--- MATERIAL PROVIDED Enclosed Below ---

PR #236, opened 2025-01-23
add a mutex for G4GeneralParticleSource

ManuelHu:
GPS uses global state to store source defintion. It has internal locks, but those (obviouly) do not prevent races between "setting/changing state" and generating a vertex from that state.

--- End of Enclosed MATERIAL PROVIDED ---

▸ **PROBLEM DESCRIPTION**
Copy out the data above, word for word.

▸ **OUTPUT OF THE TASK**
PR #236, opened 2025-01-23
add a mutex for G4GeneralParticleSource

ManuelHu:
GPS uses global state to store source defintion. It has internal locks, but those (obviouly) do not prevent races between "setting/changing state" and generating a vertex from that state.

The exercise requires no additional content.